Wellstream: Safe strategies for youth and teens

Although population data studies indicate the prevalence of mental health and substance use among youth and teens has been relatively stable over the past years, there has been a worrying increase in the harms related to substance use.

In the face of these challenges, Wellstream: The Canadian Centre for Innovation in Child and Youth Mental Health and Substance Use at the University of British Columbia is working to foster collaboration and cooperation between education, health, community, parents, and youth and teens.

“The current approaches are not successful – they are not resonating with them [youth and teens] with what their needs are for information and support,” says Emily Jekins, a registered nurse, associate professor in UBC’s School of Nursing, and the Canada Research Chair in Population Health Approaches to Mental Health and Substance Use. She is also founder and scientific director ofWellstream.

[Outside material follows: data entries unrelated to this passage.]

PR #475, opened 2020-04-22
Vulkan Hello World Test

devshgraphicsprogramming:
I have just two questions:
- How on earth does this work without linking a Vulkan library? i.e. without `vkGetInstanceProcAddr` becoming an undefined reference.
- Does this run and produce the correct "all red window" result?
- Could you port this sample to use SDL2 (you can make SDL2 a submodule in `3rdparty`) instead of glfw, really don't want to add glfw as a dependendency


devshgraphicsprogramming:
I added SDL2 submodule to 3rdparty.

Cmake will need touching up to add it as a dependency of `Irrlicht` target

Here's a list of resources on SDL2 and Vulkan:
https://docs.tizen.org/application/native/guides/graphics/vulkan
https://github.com/Z80Fan/VulkanDemos
https://sopyer.github.io/b/post/minimal-vulkan-sample/
https://www.gamedev.net/forums/topic/699117-vulkan-with-sdl2-getting-started/

devshgraphicsprogramming:
I also included `volk`

https://github.com/zeux/volk

no need to make it a dependency, you can use it in header-only-mode

3rdparty/CMakeLists.txt
```diff
@@ -36,9 +39,61 @@ update_git_submodule(./glm)
 update_git_submodule(./freetype2)
 update_git_submodule(./portable-file-dialogs)
 
-
+# openssl
 add_subdirectory(openssl openssl EXCLUDE_FROM_ALL)
 
+# volk
+if (Vulkan_FOUND)
+	set(VOLK_PULL_IN_VULKAN ON)
```
devshgraphicsprogramming: Did I want this?

devshgraphicsprogramming: oh, you merged my branch

devshgraphicsprogramming:
why did you copy my commit and not merge my branch, this is a recipe for conflicts when merging

PR #476, opened 2020-04-22
VAO tracking issues fixed

Crisspl:


source/Irrlicht/COpenGLDriver.cpp
```diff
@@ -2489,6 +2484,9 @@ void COpenGLDriver::SAuxContext::flushStateGraphics(uint32_t stateBits)
                     }
                 }
             }
+            //upon vao change, force binding all vtx/idx buffers (by setting their current state to null)
+            std::fill(currentState.vertexInputParams.bindings, currentState.vertexInputParams.bindings+IGPUMeshBuffer::MAX_ATTR_BUF_BINDING_COUNT, std::decay_t<decltype(currentState.vertexInputParams.bindings[0])>{});
```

Jenkins emphasises that abstinence and “just say no” campaigns or scare and fear-based messages are not effective.

Emily Jekins.

“Youth and teens want meaningful conversations, to be included and seeing what their peers are doing and what they are experiencing themselves – the opportunity to thoughtfully discuss important challenges with substance use and navigating their own decision-making. When the conversation is closed off, that it won’t be tolerated, they lack places to go for support,” she says.

“This new initiative to develop national standards for K-12 schools is based on a decade plus of research on substance use and the reasons for use and how they make decisions and how we can reduce the harms for them and their communities”.

For Jenkins, real collaboration, dialogue, and cooperation are needed to assist youth and teens, and to have their voices heard.

The need for new approaches

“With the national standards, we are working to reflect youth needs, the education sector has to get this right,” says Jenkins. “Historically, the health sector has come out with solutions based on health content – which may or may not be the right strategy. The materials don’t land as the intended approaches and there are inconsistencies which don’t always come together. We need to collaborate with teachers. However, there are problems for teachers. There are not enough guidance materials available which are strong evidence-based, effective and impactful. There are inconsistencies across programs as to what is available. This becomes a professional vulnerability in keeping a safe space for them”.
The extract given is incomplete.